Each cephalexin tablet for oral administration contains cephalexin monohydrate equivalent to 125 mg (360 µmol) or 250 mg (720 µmol) of cephalexin.

In addition, each cephalexin tablet for oral suspension contains the following inactive ingredients: aspartame*, colloidal silicon dioxide, crospovidone, D&C yellow No. 10 aluminum lake, fruit gum flavor, magnesium stearate, mannitol, microcrystalline cellulose, peppermint flavor, povidone.

* See PRECAUTIONS

Warnings

BEFORE CEPHALEXIN THERAPY IS INSTITUTED, CAREFUL INQUIRY SHOULD BE MADE CONCERNING PREVIOUS HYPERSENSITIVITY REACTIONS TO CEPHALOSPORINS AND PENICILLIN. CEPHALOSPORIN C DERIVATIVES SHOULD BE GIVEN CAUTIOUSLY TO PENICILLIN-SENSITIVE PATIENTS.

SERIOUS ACUTE HYPERSENSITIVITY REACTIONS MAY REQUIRE EPINEPHRINE AND OTHER EMERGENCY MEASURES

There is some clinical and laboratory evidence of partial cross-allergenicity of the penicillins and the cephalosporins. Patients have been reported to have had severe reactions (including anaphylaxis) to both drugs.

Any patient who has demonstrated some form of allergy, particularly to drugs, should receive antibiotics cautiously. No exception should be made with regard to cephalexin.

Pseudomembranous colitis has been reported with nearly all antibacterial agents, including cephalexin, and may range from mild to life threatening.
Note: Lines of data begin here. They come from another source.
PR #2193, opened 2024-05-29
fix(http-client)!: use platform native system certs, enable tls 1.2

brooksmtownsend:
## Feature or Problem
This PR enables the HTTP client provider to use the platform's native certificate store at runtime, as specified in https://crates.io/crates/hyper-rustls via rustls-native-certs. As far as I know this doesn't introduce any platform specific dependencies, but it can fail in platform specific ways.

Worth noting this would also enable loading a set of certs using the `SSL_CERT_FILE` environment variable, however we don't pass environment variables to providers by default. We may need to consider adding that as a separate feature.

## Release Information
http-client v0.10.0

### Manual Verification
Draft pending verification this fixes an issue on machines with additional certificates

### DIFF
--- a/Cargo.lock
+++ b/Cargo.lock
@@ -2698,6 +2698,7 @@ dependencies = [
  "hyper 1.3.1",
  "hyper-util",
  "rustls 0.23.5",
+ "rustls-native-certs 0.7.0",
  "rustls-pki-types",
  "tokio",
  "tokio-rustls 0.26.0",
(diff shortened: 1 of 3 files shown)


thomastaylor312:
We could load from a config value instead for the path location. We should definitely decide how to configure local system access things in a standard way

thomastaylor312 (approved):

PR #2201, opened 2024-05-30
feat: Add support for configuring grpc protocol with OpenTelemetry

joonas:
## Feature or Problem

We need to support OpenTelemetry's gRPC protocol in the exporter configuration as [there can be benefits](https://github.com/open-telemetry/oteps/blob/main/text/0035-opentelemetry-protocol.md#otlp-over-grpc) to using it over the (default) HTTP-based binary protocol.

This makes it possible to pass in `--observability-protocol=grpc` or `WASMCLOUD_OBSERVABILITY_PROTOCOL=grpc` to enable it.

The default is still kept with the HTTP-based binary protocol.

### DIFF
--- a/crates/core/src/otel.rs
+++ b/crates/core/src/otel.rs
@@ -1,8 +1,16 @@
 //! Core reusable logic around [OpenTelemetry ("OTEL")](https://opentelemetry.io/) support
 
+use std::str::FromStr;
+
+use anyhow::bail;
 use serde::{Deserialize, Serialize};
 
 use crate::wit::WitMap;
+
+// We redefine the upstream variables here since they are not exported by the opentelemetry-otlp crate:
+// https://github.com/open-telemetry/opentelemetry-rust/blob/opentelemetry-0.23.0/opentelemetry-otlp/src/exporter/mod.rs#L57-L60
+const OTEL_EXPORTER_OTLP_GRPC_ENDPOINT_DEFAULT: &str = "http://localhost:4317";
+const OTEL_EXPORTER_OTLP_HTTP_ENDPOINT_DEFAULT: &str = "http://localhost:4318";
 
 /// Configuration values for OpenTelemetry
 #[derive(Clone, Debug, Default, Deserialize, Serialize)]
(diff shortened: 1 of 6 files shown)


crates/core/src/otel.rs
```diff
@@ -23,6 +30,86 @@ pub struct OtelConfig {
     pub metrics_endpoint: Option<String>,
     /// Overrides the OpenTelemetry endpoint for logs.
     pub logs_endpoint: Option<String>,
+    /// Determines whether grpc or http will be used for exporting the telemetry.
+    pub protocol: Option<String>,
```
brooksmtownsend, line 34: If you make this an `Option<OtelProtocol>` it would definitely simplify other parts of the code 😄 What I would want to double check though is that it serializes cleanly to JSON as the lowercase variant

crates/core/src/otel.rs
```diff
@@ -23,6 +30,86 @@ pub struct OtelConfig {
...
+        };
+        Ok(self)
+    }
+
+    pub fn otel_protocol(&self) -> OtelProtocol {
+        match self
+            .protocol
+            .clone()
+            .unwrap_or(DEFAULT_PROTOCOL.to_string())
+            .as_str()
```
brooksmtownsend, line 51: Clippy is probably gonna get you here with the `unwrap_or` function call instead of `unwrap_or_else`, but if you're able to change the data type of the protocol this function can be a bit simpler

src/main.rs
```diff
@@ -241,6 +241,14 @@ struct Args {
...
     #[clap(long = "override-logs-endpoint", hide = true)]
     logs_endpoint: Option<String>,
+
+    /// Configures whether grpc or http will be used for exporting the enabled telemetry. This defaults to 'http'.
+    #[clap(
+        long = "observability-protocol",
+        env = "WASMCLOUD_OBSERVABILITY_PROTOCOL",
+        hide = true
+    )]
+    observability_protocol: Option<String>,
```
brooksmtownsend, line 251: Here I think this should definitely be an `Option<OtelProtocol>`, clap should be able to handle the parsing for you well only accepting `grpc` or `http` and failing at the command line instead of later on

crates/core/src/otel.rs
```diff
@@ -23,6 +30,86 @@ pub struct OtelConfig {
...
+}
+
+impl OtelConfig {
+    pub fn parse(self) -> anyhow::Result<Self> {
+        match self.protocol.clone().unwrap_or_default().as_ref() {
+            "http" | "grpc" => {}
+            protocol => bail!("unsupported protocol: {:?}", protocol),
+        };
+        Ok(self)
+    }
```
brooksmtownsend, line 44: I find this function a little confusing since it reads more like a `validate()` since it acts on existing "valid" variables, but I think that changing the stored variable to an `OtelProtocol` would remove the need for this

brooksmtownsend (changes requested):
Mostly requests around more strongly enforcing the protocol at the `OtelConfig` struct level, since it should be able to make the rest of the code simpler 😃 In general I'm a big fan of the refactors to just passing around `otel_config`

crates/core/src/otel.rs
brooksmtownsend: That being said, you may as well just make it non-optional, since you _have_ to have a protocol right?

crates/core/src/otel.rs
thomastaylor312: Yeah this really confused me as well. But I also agree with @brooksmtownsend's suggested change

src/main.rs
thomastaylor312: Yeah, you can probably move your `parse` function to be an implementation of `FromStr` for OtelProtocol and I'm pretty sure clap will just use that

crates/core/src/otel.rs
joonas: I made this non-optional and added a `impl Default for OtelProtocol` which takes care of the case where a None would be passed via the command-line.

crates/core/src/otel.rs
joonas: I was struggling with this, turns out what I really wanted was the `impl FromStr for OtelProtocol` which essentially solved this the way I wanted in the first place.

src/main.rs
joonas: This is exactly what I wanted, thanks for the pointer, I had implemented `From<Option<String>>` which didn't give me the option to return an Error in the case that the supplied value couldn't be parsed to something.

crates/core/src/otel.rs
joonas: You're exactly right, I already had `Default` impl in place for OtelProtocol, all I needed was to add `FromStr` and this could be handled with the combination of clap arguments and `unwrap_or_default()` on the arguments as they get passed in to the `OtelConfig` struct, thanks!

joonas:
@brooksmtownsend @thomastaylor312 thanks for your feedback, `FromStr` was exactly the piece I was missing!

brooksmtownsend (approved):
Looks great!

Issue #1827, opened 2024-04-08
[FEATURE] Rename `Actor` to `Component`


brooksmtownsend:
### Affected project(s)

- [X] documentation
- [ ] examples
- [ ] wasmCloud host
- [ ] wasmCloud CLI (wash)
- [ ] wasmCloud dashboard UI (washboard)
- [ ] capability providers
- [ ] provider bindgen
- [ ] control interface client
- [ ] other / not sure

### Is your feature request related to a problem? Please describe.

In the leadup to wasmCloud 1.0, we discussed and decided to rename "actor" to "component" as there is nothing special about a component that runs in wasmCloud, it's just a WebAssembly component 😄 In all of our protocols, events, and public APIs we've attempted to do this already to avoid breaking changes, but we have not updated all internal naming from actor -> component.

### Describe the solution you'd like

This is okay as a slow-burn issue as it's not critical to do immediately, but I wanted to file this issue for two reasons:
1. If there are new features that touch code that mention actors, go ahead and rename it to components while you're in there
2. If any community members see "actor" and that drives confusion, I want to be clear that it's just a WebAssembly component 🚀 

### Describe alternatives you've considered

We could do this as a part of a big refactor, which is fine, I just want to be conscious about doing that while it might cause larger merge conflicts amidst other work

### Additional context

We discussed this rename in the 2024-03-13 community meeting: https://wasmcloud.com/community/2024/03/13/community-meeting

nitame:
Hello, as this issue is labeled good first issue, I would like to try to do this issue or at least one of the tasks included in it. Is it ok? Or does anyone want to do it?
Thanks,

thomastaylor312:
@nitame you can go ahead and work on this! Should just be rename of internal variables, function parameters, etc. Let us know if you have any questions!

brooksmtownsend:
Pinning good here, but @nitame is knocking this out quickly so we should be able to wrap this up!

brooksmtownsend:
@nitame You've done a ton of work here, I think we can close this up! If there are any other dangling references we can certainly take care of them, but I believe the vast majority are taken care of now. Any other last ones we should fix?

nitame:
@brooksmtownsend Yes you can close this issue. As you said, I think there are a few remaining references to actors, but it could surely be handled on the go with BSR.

PR #2206, opened 2024-05-31
chore(runtime-crate): refactor runtime/src structure to remove 'actor…

nitame:
…' references

## Feature or Problem
Replace `actor` with `component` inside the runtime crate.

 
## Related Issues
Linked to #1827


thomastaylor312:
@nitame sorry for the delay in response here. So I think `component/component` is fine. There is some nesting involved because we're making sure we have the same structure as some of the wasmtime bindings crates.

crates/runtime/src/lib.rs
```diff
@@ -17,12 +17,7 @@ pub mod runtime;
 /// wasmCloud I/O functionality
 pub mod io;
 
-#[deprecated(
-    since = "0.3.1",
-    note = "ActorConfig has been renamed to ComponentConfig"
-)]
-pub use actor::Config as ActorConfig;
-pub use actor::{Component, ComponentInstance, Config as ComponentConfig};
+pub use component::{Component, ComponentInstance, Config as ComponentConfig};
```
nitame, line 20: Here I removed the import of Config as ActorConfig because it was marked deprecated and I didn't find a reference to ActorConfig. Does it seem legit to you?

thomastaylor312: Yeah I think you're good here. The runtime crate hasn't actually been released, so if it isn't anywhere in the repo, we should be good

nitame:
Hello, I have some trouble with cargo clippy which enforces to avoid having nested mods with the same names. A proper fix could be to have different names for `component/component` but I don't know what naming makes more sense.

vados-cosmonic:
Hey @nitame I think you can suppress that lint -- if I'm understanding correctly it's the `component::Component` thing, right? I think we do want that hierarchy (at least for now it's outside of the scope of this PR), so feel free to suppress it! 

I'm sure you saw it in the error message but you can use:

```
#[allow(clippy::module_inception)]
```

thomastaylor312 (approved):
This is good to go @nitame! If you can rebase real quick, we'll go ahead and merge

thomastaylor312:
Oh wait, nvm on the rebase, looks like we can merge

PR #2207, opened 2024-05-31
fix(*): Clarifies additional licenses based off of CNCF license list

thomastaylor312:
This involved removing a dependency that we weren't commonly using or wasn't even documented in some cases (file loading a .env file in 2 providers). Things should be good to go now

### DIFF
--- a/Cargo.lock
+++ b/Cargo.lock
@@ -5220,12 +5220,6 @@ dependencies = [
 ]
 
 [[package]]
-name = "simple_env_load"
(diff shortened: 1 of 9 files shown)


ricochet (approved):

thomastaylor312:
I am going to override the automatic tag of host-maintainer reviewer since this most definitely doesn't touch host code. It was tagged because I removed a dep in the top level Cargo.toml, which was only used in providers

Therefore, it is important to consider this diagnosis in patients with diarrhea subsequent to the administration of antibacterial agents.

Treatment with antibacterial agents alters the normal flora of the colon and may permit overgrowth of clostridia. Studies indicate that a toxin produced by Clostridium difficile is one primary cause of antibiotic-associated colitis.

After the diagnosis of pseudomembranous colitis has been established, appropriate therapeutic measures should be initiated. Mild cases of pseudomembranous colitis usually respond to drug discontinuation alone. In moderate to severe cases, consideration should be given to management with fluids and electrolytes, protein supplementation, and treatment with an antibacterial drug clinically effective against Clostridium difficile colitis.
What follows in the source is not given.